I am moving to Amsterdam in Sept this year.
I have few queries:

(1) How many years does it take to get PR in Holland?
(2) Can we manage Day to day life without knowing Dutch, with English Alone?


thanks much in advance

DC3177


----------



## joycey1000 (Jun 18, 2013)

*No luck so far*

I have tried to contact a tax consultant in the English language (my husband speaks American only) , he never even replied. When I lived in Holland many people spoke English, but the young people now seem to not speak English very well.


----------



## cschrd2 (Oct 31, 2011)

Most people speak English, TV is in original language with subtitles so not much to miss these.
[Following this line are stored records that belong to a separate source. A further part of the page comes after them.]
PR #571, opened 2026-07-29
feat(hub): Slack notifications for agent lifecycle events

AnaBerg:
Adds the hub's first outbound notifier: Slack messages when an agent starts working, opens a PR, or fails. Every existing webhook in the hub is inbound — this is new surface.

## Design

**Dispatch is a poller over `task_run_events`, not a post-commit hook.** `recordTaskRunEventTx` is called from many places *inside* larger transactions, so hooking the higher-level `recordTaskRunEvent` would have silently missed `agent_started` and `pr_opened` — the two events that matter most. The poller has a single insertion point, survives restarts, and keeps network I/O away from the analytics transactions.

**Two scan passes, one delivery stack.** Claws attached to a task run are covered by the task-run pass; claws without one (`task_run_id = ''`, e.g. `make dev-claw`) are covered by a claw pass that derives the same three kinds from claw state and `claw_prs`. They share one client, limiter, dedupe table and thread table, with namespaced keys (`claw:<id>:...`) so the namespaces cannot collide.

Exclusivity is enforced by `task_run_id` and defended twice: a short grace period before a claw counts as ad-hoc, and a re-read of `task_run_id` immediately before each send, so a claw adopted into a run mid-flight cedes to the task-run path rather than double-notifying.

**Threading:** one Slack thread per run (or per claw), so a burst of parallel agents stays readable in the channel.

## Config

```yaml
secrets:
  slack_bot_token: xoxb-...

notifications:
  slack:
    enabled: true
    bot_token_ref: slack_bot_token
    channel: C0123ABCD
    thread_by_run: true
    poll_interval: 5s
    events: { agent_started: true, pr_opened: true, failures: true }
```

Slack side needs a bot token with `chat:write` and `chat:write.public` — no Event Subscriptions, no Socket Mode, no public URL, since the hub only ever talks *to* Slack.

## Manual trigger

`POST /api/notifications/slack/test` (admin auth) renders any event kind, from real `run_id`/`claw_id` context or synthetic sample data. `dry_run: true` returns the Block Kit payload without contacting Slack — the intended way to iterate on formatting.

## Verification

Validated end to end against a local dev hub with a real Slack workspace: dry runs for all three kinds, a real send, and a live ad-hoc claw whose `agent_started` was delivered by the poller (`claw:5dbcd607-...:agent_started | sent`).

Two review passes found and fixed, among others:
- a poller wedge once a burst exceeded the batch size — the cursor could never advance and **all** future events were dropped permanently
- `observed_at` being a provider timestamp, not an insertion time, so backdated `pr_opened` rows landed behind the cursor and were never sent
- readiness gated on `bootstrap_ok`, which only the VM provisioners set — this excluded every docker/local claw, i.e. the exact case the claw pass exists for

## Message design

Each event type carries its own emoji, a plain-English title and a colour stripe (blue started, green PR opened, red hard failures, amber soft outcomes). Blocks are wrapped in a single attachment to get the stripe; layout is headline -> subject -> blockquoted reason -> dim context metadata holding the raw type.

| Event | | Title | Colour |
|---|---|---|---|
| `agent_started` | :rocket: | Agent started | blue |
| `pr_opened` | :tada: | PR opened | green |
| `agent_stopped` | :skull: | Agent died | red |
| `creation_failed` | :no_entry_sign: | Couldn't create the agent | red |
| `provision_failed` | :construction: | Couldn't get a machine | red |
| `bootstrap_failed` | :boom: | Agent crashed during startup | red |
| `permission_or_auth_failed` | :lock: | Agent was denied access | red |
| `provider_lost` | :satellite_antenna: | Lost contact with the provider | red |
| `timeout` | :hourglass_flowing_sand: | Agent ran out of time | amber |
| `done_without_pr` | :mailbox_with_no_mail: | Agent finished without a PR | amber |
| `unknown_failure` | :question: | Agent failed | red |

Two things worth calling out. The push-notification fallback is emoji-led with consistent `where / what / why` slots and includes the failure reason — on a phone it is the whole message. And with attachments the top-level `text` is *not* a hidden fallback: Slack renders it as a visible line above the card, duplicating the headline, so the summary lives in the attachment's `fallback` field.

A test fails if any two event types share an emoji or title, or if a title leaks snake_case.

## Pluggable providers

Notifications go through `pkg/hub/notify`: a provider-agnostic `Message`, a `Notifier` interface, and a registry whose entries carry the secret-setting names the doctor validates against — so a new provider (email, Teams) is one file plus one registry entry and inherits doctor coverage. Slack is the first provider; `Severity` maps to the attachment stripe inside it, so no hex leaves the provider. Design follows the closed PR #477, with a richer `Message` so the per-event emoji/colour/hierarchy survives.

Notifiers are hub-level and named, referenced by `via`:

```yaml
notifications:
  notifiers:
    eng-agents: { type: slack, token_secret: slack_bot_token, channel: C0123ABCD }
  lifecycle:
    via: eng-agents
```

## Workflow stages can notify

```yaml
on_enter:
  notify:
    via: eng-agents
    text: "Merged {{.Issue.Identifier}}: {{.Issue.URL}}"
```

Reuses the existing `inject` templating helper, resolves through `Server.notifierFor` so it shares the cached instance and per-channel pacing with the lifecycle notifier, and is non-blocking: a failed notification never blocks a stage transition.

## Review

Reviewed by fable-5, gpt-5.6-sol and CodeRabbit independently. **Each found defects the other two missed**, and two reviewers converged on the same delivery bug from different angles. Findings were triaged against the code before being fixed — two were refuted on their own premises rather than patched. Fixes were confirmed by mutation: revert the change, watch the test go red.

Notable fixes, all with regression tests:

- muted event categories flooded the channel on re-enable, or silently dropped, depending on timing
- the ad-hoc claw PR cursor used SQLite rowids from a table whose rows are deleted on seven paths — reused rowids permanently skipped PRs
- Slack pacing had regressed from process-wide to per-instance; two sends that should be 1s apart completed in 16ms
- a proxy echoing the `Authorization` header put the bot token into logs, an HTTP response, and the claw conversation
- untrusted issue titles were interpreted as mrkdwn, so `<!channel>` in a title would have pinged a whole channel from a trusted sender
- `dry_run` and the real send rendered from different settings, so the preview could lie about the destination

## Agent idle

The fourth notification: an agent that stopped making progress. The signal is `lastTurnFinishedAt` + `!isBusyLocked()`, not `lastStatusAt` — the bridge refreshes that one with `status_pong`, so it measures whether the *process* is alive and never fires for a stalled agent.

Detecting idleness is easy; not crying wolf is the hard part. An agent that delivered a PR and is waiting on review is idle and fine, and alerting on it would get the whole feature muted. Review found the first exclusion rule too permissive in five ways — most importantly that an interactive ad-hoc claw would alert every time a human stopped typing.

`event_type` is CHECK-constrained, so this ships a rebuild-and-copy migration that preserves rowids explicitly: the notifier watermark is a rowid cursor, and an implicit copy would renumber every row and silently skip or replay notifications.

## Config errors are caught when you write them

`via` is validated on every path that persists a pipeline — workflow push, workspaces push, factories push, settings. Not at `pipeline.Parse`: a failing parse makes the pipeline unusable and the agent never runs, so a typo in a Slack message would cost an entire automated run. Runtime stays lenient and warns per send.

## Known gaps

- `HubConfig.Validate()` has no production caller, so an invalid Slack block is not rejected at load. The notifier re-validates each tick and pauses with a logged warning, and the test endpoint surfaces the error — but the feedback is in the log, not at boot.
- No settings-API/UI surface for `notifications`; config is edited in `hub.yaml`.
- No settings-API or UI surface for `notifications`; config is edited in `hub.yaml`. Out of scope by decision.
- Author-time validation checks that `via` names a defined notifier. A notifier deleted or renamed *after* a workflow is saved strands it — that drift is the doctor's job, and the doctor is on-demand.


pkg/hub/lifecycle_notifier.go
```diff
@@ -0,0 +1,1244 @@
...
+}
+
+// recordNotificationDelivery persists one delivery row. A failed write is
+// stashed in memory and retried on later ticks; while stashed, the delivery
+// key still counts as handled (see lifecycleDeliveryPending) so the message
+// cannot be re-sent externally. This matters most for claw-state events,
+// which have no rowid cursor: the delivery row is their only dedupe, so
+// logging and forgetting a failed write meant a duplicate send every tick
+// until the DB accepted the insert.
+func (s *Server) recordNotificationDelivery(eventID, runID, messageHandle, status string) {
```
AnaBerg, line 674: **[major — test gap]** The pending-delivery stash is the only guard against duplicate external sends when the delivery-row INSERT fails, and it has zero test coverage: `lifecyclePendingDeliveries`, `flushPendingNotificationDeliveries`, and `recordNotificationDelivery` have no hits in any `*_test.go`. All lifecycle tests run against a healthy DB. The infra (fake Slack server + settable DB) already exists, so a test that fails the insert and asserts (a) no re-send next tick, (b) drain on recovery, is cheap.

Related **[minor]**: the stash only closes the dedupe gap within a single process lifetime. For claw-pass events (no rowid cursor — the delivery row is their only dedupe, per the comment above), a crash after a successful Send but before the flush drains the stash re-selects the claw via the SQL anti-join on next boot and sends the Slack message again. The crash/restart window is exactly when SQLite writes tend to fail (shutdown, disk-full).

pkg/hub/agent_idle.go
```diff
@@ -0,0 +1,382 @@
...
+		return
+	}
+	// anchor identifies the stretch: the end of the last real turn, or — for
+	// a claw that never ran one — the moment this connection registered. A
+	// claw that came up connected and was never prompted at all (workflow
+	// start failed, pipeline entry stage never injected, trigger dropped the
+	// issue) is the most common real stall, so "no turn ever" must alert too.
+	anchor := lastTurn
+	if anchor.IsZero() {
+		anchor = connectedAt
```
AnaBerg: **[minor — duplicate alerts]** For a claw that never ran a turn (`lastTurnFinishedAt` zero — the "most common real stall" this code targets), the anchor falls back to `connectedAt`, which is re-stamped `time.Now()` on every WS registration (server.go:2320). After any hub restart or bridge reconnect the new anchor is far past the persisted `idle_since`, the durable-latch check at line 179 fails to match, and a brand-new stretch is latched → the same unchanged stall re-alerts ~`idle_after` after every reconnect. This contradicts the design comment that "a hub restart cannot re-notify the same stretch" — that guarantee only holds when a prior turn exists to re-seed the anchor. A flaky bridge on a permanently-stalled claw yields repeated duplicate alerts.

Aside: since `stretchStart >= anchor` always, the second disjunct at line 179 is implied by the first — the OR is redundant.

pkg/hub/lifecycle_notifier.go
```diff
@@ -0,0 +1,1244 @@
...
+	// agentIdleBaseline.
+	if _, found, err := s.notifierStateInt64(agentIdleBaselineKey); err == nil && !found {
+		s.setNotifierStateInt64(agentIdleBaselineKey, epochMillis(now()))
+	}
+}
+
+// startLifecycleNotifier launches the background loop that turns lifecycle
+// events into notifications. The goroutine idles cheaply while notifications
+// are disabled and picks the config up again on the next tick.
+func (s *Server) startLifecycleNotifier() {
```
AnaBerg, line 262: **[minor — shutdown race]** This goroutine loops forever with no stop channel/context, while `Server.run` closes the DB after HTTP drain (server.go:463). A tick in flight at shutdown can complete an external Slack Send and then fail the delivery-row insert against the closed DB; the stash entry dies with the process, so the event re-sends after restart. The other hub loops (statusWatchdog, runReaper) have shutdown plumbing — this one should too, and it would also shrink the crash-window duplication noted at line 637.

pkg/hub/notify/slack.go
```diff
@@ -0,0 +1,584 @@
...
+		minSendInterval: interval,
+	}, nil
+}
+
+// Destination names the configured channel for the caller's bookkeeping
+// (see notify.DestinationReporter).
+func (s *slackNotifier) Destination() string { return s.channel }
+
+// destinationFor resolves the channel a message will post to.
+func (s *slackNotifier) destinationFor(msg Message) string {
```
AnaBerg, line 208: **[minor — security]** `newSlack()` strictly validates the configured `channel` (`^[CGD][A-Za-z0-9]+$`), but the per-message override path doesn't: `destinationFor()` returns `msg.Target` verbatim and `RenderPayload()` writes it straight into `payload["channel"]`. The only producer of a non-empty Target is the pipeline notify action, where it is template-rendered from untrusted sources (issue titles from GitHub/Linear/Jira, `{{.Inputs.*}}` from the non-admin manual-trigger endpoint). A workflow that templates `target:` lets whoever controls tracker content redirect notifications to an arbitrary channel. Suggest applying the same channel-ID validation to the resolved Target.

pkg/hub/notify/slack.go
```diff
@@ -0,0 +1,584 @@
...
+// lock screen it is 100% of what the user sees. The emoji leads (shortcodes
+// render in Slack push notifications) so the discriminator survives
+// truncation, and every message keeps the same slot order:
+//
+//	<emoji> <title> — <summary parts joined by middle dots>
+//
+// with empty parts dropped, so a slot never silently changes meaning. iOS
+// truncates at roughly two lines, so callers must front-load what matters in
+// Message.Summary and keep parts short.
+func slackFallbackText(msg Message) string {
```
AnaBerg, line 501: **[minor — security]** `slackFallbackText()` is the one render path that skips `slackEscape()`: it concatenates `msg.Title`, `msg.Text`, and `msg.Summary` raw into the attachment `fallback`. Those values come from tracker-influenced text (issue titles, failure reasons — see buildFailureMessage / buildAgentIdleMessage). The escaping exists precisely so "a crafted issue title could [not] smuggle a `<!channel>` broadcast" — the fallback field should get the same treatment, especially since the semantic tier deletes the top-level `text`.

pkg/hub/lifecycle_notifier.go
```diff
@@ -0,0 +1,1244 @@
...
+		s.parkLifecycleWatermark()
+		s.parkLifecycleClawState()
+		return
+	}
+	if err := types.ValidateNotificationsConfig(cfg); err != nil {
+		s.logPollWarningOnce("notify-config", "[notify] invalid notifications config — notifications paused: %v", err)
+		return
+	}
+	lc := cfg.Lifecycle
+	nc := cfg.Notifiers[lc.Via] // exists: validated above
```
AnaBerg: **[minor — silent failure]** `types.ValidateNotificationsConfig` resolves the lifecycle via after `strings.TrimSpace`, but both runtime consumers look it up with the raw string (here and in `handleNotificationTest`). A hub.yaml with `via: "eng-agents "` passes validation, passes doctor's `checkNotifications` (which never resolves via), and then yields a zero-value NotifierConfig at runtime — notifications silently stop while everything reports green. Trim once at load, or look up trimmed here.

pkg/hub/notify_validate.go
```diff
@@ -0,0 +1,156 @@
...
+		return nil
+	}
+	var problems []string
+	for _, ref := range notifyActionRefs(pipelineYAML) {
+		if ref.Via == "" {
+			problems = append(problems, fmt.Sprintf(
+				"stage %q has a notify action without a \"via\" (the name of a notifier under notifications.notifiers)", ref.StageID))
+			continue
+		}
+		if _, ok := notifiers[ref.Via]; !ok {
```
AnaBerg: **[minor — incomplete validation]** The author-time rejection of an unknown notify `via` checks membership in the notifiers map but never `notify.Supported(nc.Type)` (and `ValidateNotificationsConfig` only requires a non-blank type). So `notifiers.eng: {type: teams}` + a stage with `via: eng` saves with a 200, and the failure only surfaces at runtime as a per-send warning in the claw conversation. Since this branch's stated goal is author-time rejection, the type check belongs here too.

pkg/hub/pipeline/pipeline.go
```diff
@@ -270,6 +270,36 @@ type JudgeAction struct {
...
+type NotifyAction struct {
+	Enabled bool `yaml:"-" json:"-"`
+	// Via is the name of the hub notifier to send through.
+	Via string `yaml:"via"`
+	// Text is the message body (templated). It is rendered as plain text:
+	// providers escape their own markup control characters, because Text
+	// interpolates untrusted data (issue titles, command output).
+	Text string `yaml:"text"`
+	// Subject is used by providers that have one (e.g. email); templated.
+	Subject string `yaml:"subject,omitempty"`
```
AnaBerg, line 300: **[minor — surprising behavior]** The doc says Subject is "used by providers that have one (e.g. email)", implying Slack ignores it. It doesn't: a non-empty Subject makes `Message.Semantic()` true, which flips `RenderPayload` into the Block Kit attachment branch and deletes the top-level `text` supplied via `options`. Adding one optional field to an otherwise-identical notify action silently changes the visual shape of the Slack message. Either exclude Subject from the `Semantic()` trigger or document the Slack behavior here.

pkg/hub/server.go
```diff
@@ -422,6 +490,7 @@ func (s *Server) registerRoutes(mux *http.ServeMux) {
 	mux.HandleFunc("/api/settings/github/test", s.withWebAdminAuth(s.handleGitHubAppTest))
 	mux.HandleFunc("/api/settings/model-auth/login", s.withWebAdminAuth(s.handleModelAuthLogin))
 	mux.HandleFunc("/api/settings/model-auth/login/{id}", s.withWebAdminAuth(s.handleModelAuthLoginStatus))
+	mux.HandleFunc("/api/notifications/slack/test", s.withWebAdminAuth(s.handleNotificationTest))
```
AnaBerg: **[minor — API naming]** `handleNotificationTest` is provider-agnostic (resolves `cfg.Lifecycle.Via`, renders via the PayloadRenderer interface with a generic fallback), but the route bakes in `slack`. The historical `slack_*` table names have an explicit not-worth-renaming justification; a brand-new public route doesn't. `/api/notifications/test` keeps the second provider (email/Chat/Teams per the package doc) from inheriting a misleading URL or forcing a breaking rename.

pkg/hub/notify/notify.go
```diff
@@ -0,0 +1,277 @@
...
+func ConfigError(err error) error {
+	if err == nil {
+		return nil
+	}
+	return &classedError{err: err, class: ErrorConfig}
+}
+
+// PermanentError marks err as specific to this message and unrecoverable by
+// retry (malformed or oversized payload): callers record it and move on.
+func PermanentError(err error) error {
```
AnaBerg, line 211: **[minor — dead API]** Of the three error-class wrappers, only `ConfigError` has a production caller. `PermanentError` and `TransientError` are referenced nowhere outside their definitions and their own test — the Slack provider classifies via `*slackAPIError.NotifyErrorClass`, and unclassified errors already default to transient. Suggest dropping the two unused wrappers until a second provider needs them.

pkg/hub/notify/slack.go
```diff
@@ -0,0 +1,584 @@
...
+	if len(runes) <= limit {
+		return s
+	}
+	return string(runes[:limit])
+}
+
+func truncateForLog(s string, n int) string {
+	if len(s) <= n {
+		return s
+	}
```
AnaBerg, line 602: **[minor]** `truncateForLog` slices by byte (`s[:n]`) while the rest of the file truncates by runes (`truncateRunes`, `slackClampBlockText`). The input is an arbitrary HTTP error body that rides into errors surfaced on the test endpoint and injected into claw conversations; a cut mid-rune yields invalid UTF-8 there. The correct helper is already in this file.

pkg/hub/lifecycle_notifier_test.go
```diff
@@ -0,0 +1,1058 @@
...
+	if req.ThreadTS != "" {
+		t.Fatal("pr_opened without a prior root should post top-level")
+	}
+	// With no agent_started root, the pr_opened message becomes the run's root.
+	var threadTS string
+	if err := db.QueryRow(`SELECT thread_ts FROM slack_run_threads WHERE run_id='run-1'`).Scan(&threadTS); err != nil {
+		t.Fatalf("thread root row: %v", err)
+	}
+	// The muted event is parked as skipped so a later re-enable can never
+	// replay it (see TestSlackNotifierMutedCategoryNotReplayedOnReenable).
```
AnaBerg, line 241: **[minor — test gap]** This comment cites `TestSlackNotifierMutedCategoryNotReplayedOnReenable` as proof that a parked event is never replayed, but no such test exists in the repo. The test only asserts the 'skipped' row was written; it never re-enables the category and ticks again, so the actual no-replay invariant is untested for the task-run pass (the claw-pass equivalent does have one). Either add the cited test or fix the reference.

pkg/hub/lifecycle_notifier.go
```diff
@@ -0,0 +1,1244 @@
...
+		return true, false
+	default:
+		// The streak is persisted (not an in-memory counter) because the cap
+		// exists precisely for crashloop/deploy conditions: a hub restarting
+		// more often than the cap window would reset an in-memory counter on
+		// every boot, so the poisoned event would never be burned and the
+		// cursor would stay wedged for as long as the restarts continued.
+		stateKey := lifecycleTransientFailureStateKey(deliveryKey)
+		count, _, stateErr := s.notifierStateInt64(stateKey)
+		if stateErr != nil {
```
AnaBerg, line 497: **[minor — test gap]** Two error paths in the retry machinery are untested: (1) the `stateErr != nil` branch here — the deliberate choice not to increment the streak when `slack_notifier_state` is unreadable. A future refactor that falls through to `count++` would re-arm the cap on every failed read, so the poisoned event is never burned and the cursor stays wedged — the exact crashloop the persisted streak exists to prevent — and CI would stay green. (2) A transport-level failure in `slackNotifier.Send` (vs. an HTTP error status). Both are cheap with the existing fakes.

pkg/hub/notify/slack.go
AnaBerg: Fixed in 88b8d844. \`RenderPayload\` now validates a non-empty \`Target\` against the same \`slackChannelIDRegex\` \`newSlack\` applies to the configured channel, after trimming, returning a \`PermanentError\` — message-specific, never retried, notifier stays healthy.

\`TestSlackRejectsInvalidTargetOverride\` covers \`#general\`, arbitrary tracker text, a JSON-smuggling attempt, \`@here\` and user IDs, and asserts zero HTTP calls plus \`ErrorPermanent\`. A padded but valid ID still posts, since template whitespace should not break a legitimate target.

pkg/hub/notify/slack.go
AnaBerg: Fixed in 88b8d844 — and the first cut of this fix was itself defective, which is worth recording.

\`slackFallbackText\` now escapes Title, Text and every Summary part. But the initial test only exercised Summary: reverting the Title escaping left the suite green, reverting Text left it green, reverting both left the entire repo green. The Text branch is the reachable one, since the pipeline notify action sets Text and Subject and never Title, so the security fix would have regressed silently.

The test is now three independent subtests, one hostile string per field. Verified by reverting each escape individually: each turns exactly its own subtest red.

pkg/hub/agent_idle.go
AnaBerg: Fixed in 88b8d844, and your diagnosis was right about the mechanism but the first fix I wrote was wrong.

I initially special-cased "any live latch counts as the same stretch when the claw never ran a turn". That silently broke the parked case: \`parkAgentIdleStretch\` stamps \`idle_since\` without alerting for pre-baseline stretches, and since a never-turn claw never clears the latch, such a claw went permanently mute.

The root cause is the one your comment points at — \`connectedAt\` is the wrong anchor, because it is re-stamped on every registration, so the stretch identity moves under a claw whose situation is unchanged. Never-turn claws now anchor on \`claws.created_at\`, which is stable across reconnects. The special case disappears and the ordinary comparison handles both claw kinds.

Consequence, accepted deliberately and pinned by \`TestAgentIdlePreBaselineNeverTurnStallStaysParkedAcrossReconnect\`: a never-turn stall that began before the baseline stays parked. A reconnect is not a new stall.

Redundant OR disjunct removed as you noted.

pkg/hub/lifecycle_notifier.go
AnaBerg: Fixed in 88b8d844. The stash now has coverage via a SQLite \`BEFORE INSERT RAISE(ABORT)\` trigger on \`slack_notification_deliveries\`, which fails only the delivery write while selects and sends proceed — exercised through a claw-pass event, whose delivery row is its only dedupe. Asserts no re-send on the next tick while the insert keeps failing, and a drain to \`sent\` once the trigger is dropped.

On the related note: you are right, and it is inherent to at-least-once delivery without a provider idempotency key. I did not build a distributed transaction for it. It is now documented honestly on \`flushPendingNotificationDeliveries\`, and the shutdown plumbing from your other comment shrinks the window for the graceful path.

pkg/hub/lifecycle_notifier.go
AnaBerg: Fixed in 88b8d844 — stop/done channels, timer plus select instead of \`time.Sleep\`, and \`Server.run\` waits (bounded, 10s) for an in-flight tick after the HTTP drain and before \`db.Close()\`.

One correction: the premise that \`statusWatchdog\` and \`runReaper\` already have shutdown plumbing does not hold. Both are \`for range ticker.C\` loops with no stop channel or context, and \`cronScheduler.stop()\` exists but has no production caller. So there was no in-repo pattern to copy and I used a plain stop/done pair. The race you describe is real and is fixed; those other loops have the same gap, which is out of scope here.

pkg/hub/lifecycle_notifier.go
AnaBerg: Fixed in 88b8d844. Both runtime consumers now look up \`lifecycle.via\` trimmed, matching how \`ValidateNotificationsConfig\` resolves it. \`TestSlackNotifierTrimsLifecycleVia\` uses \`"test-notifier "\` and asserts the tick delivers and the endpoint returns 200; reverting to the raw lookup makes it fail with zero messages.

pkg/hub/notify_validate.go
AnaBerg: Fixed in 88b8d844. \`validateNotifyVias\` now also rejects a \`via\` resolving to a notifier whose type fails \`notify.Supported()\`, so \`{type: teams}\` is a 400 at save time instead of a per-send warning later. Provider settings and secret resolution stay the doctor's job, keeping the author-time/doctor split intact.

pkg/hub/pipeline/pipeline.go
AnaBerg: Documented rather than excluded, in 88b8d844 — so this is the one where I did not take the first option you offered, and the reasoning is worth stating.

Excluding Subject from the \`Semantic()\` trigger would mean a \`Message{Text, Subject}\` renders plain and drops the subject entirely. That breaks the package's own contract that a provider never silently discards a populated semantic field, and it is exactly backwards for the future email provider where Subject is the primary field.

So the surprise you flagged is real but it is a documentation defect. \`pipeline.NotifyAction.Subject\` and \`notify.Message.Subject\` now both say plainly that on Slack, setting \`subject\` upgrades the message from a plain line to the Block Kit attachment layout, and to omit it for plain rendering. \`TestSlackSubjectOptsIntoRichRenderingWithoutDroppingText\` pins the decision: excluding Subject from \`Semantic()\` makes it fail with the subject dropped.

pkg/hub/server.go
AnaBerg: Renamed in 88b8d844 to \`/api/notifications/test\`. Agreed the historical \`slack_*\` table names are a different case — those are internal and pre-date the abstraction, while this is a new public route that would force a breaking rename the moment a second provider lands.

Repo-wide grep confirmed the only other reference was the test helper. Nothing in \`web/\` or the example workflow pointed at it.

pkg/hub/notify/notify.go
AnaBerg: Half applied in 88b8d844. \`TransientError\` is gone, and the \`ClassifiedError\` doc now says why it deliberately does not exist: transient is already the default for unclassified errors, so the wrapper could only ever be a no-op.

\`PermanentError\` stayed, because it gained a production caller in this same change set — the \`Target\` validation from your other comment returns it, so an invalid per-message target is classified message-permanent rather than retried.

pkg/hub/notify/slack.go
AnaBerg: Fixed in 88b8d844 — \`truncateForLog\` now uses the file's existing \`truncateRunes\`.

One detail worth recording for whoever touches the test: a body of only multi-byte runes would NOT catch this bug, because 300 happens to be rune-aligned for 2-byte runes. \`TestSlackHTTPErrorBodyTruncatesOnRuneBoundary\` prefixes an ASCII character to force every subsequent rune off an even offset; that prefix is load-bearing.

pkg/hub/lifecycle_notifier_test.go
AnaBerg: Fixed in 88b8d844 by adding the cited test rather than deleting the reference, since the invariant deserved coverage: mute \`agent_started\`, tick so the event is parked as \`skipped\`, re-enable, tick — no replay, while a genuinely new event of the re-enabled category still delivers.

Verified by removing the \`skipLifecycleMutedEvents\` parking call, which turns it red. You were right that the existing test only asserted the skipped row was written and never re-enabled.

pkg/hub/lifecycle_notifier.go
AnaBerg: Both covered in 88b8d844.

The \`stateErr != nil\` branch now has a test that fails if it falls through to \`count++\` — which is the scenario you describe, where the cap re-arms on every failed read, the poisoned event is never burned, the cursor stays wedged, and CI stays green. That was the most valuable of the test-gap comments precisely because the failure mode is invisible.

Transport-level \`Send\` failure is covered too, distinct from an HTTP error status.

Some community services and grocery shopping might create inconvenience but that's fixed pretty fast. I have checked with some colleagues who lived around Maastricht and Eindhoven area and they were quite ok.


----------



## Donutz2 (Apr 14, 2014)

Permit Residence might be possible after 5 years if you meet certain criteria (check with the IND). I know that for family residence cards you need to pass integration examens, meet the financial requirements etc. to be eligable for PR after 5 years, don't know about work related residency. 

You should be able to use English almost everywhere. Anybody born after the second world war will have had English in school. Some speak it better then other's though.


----------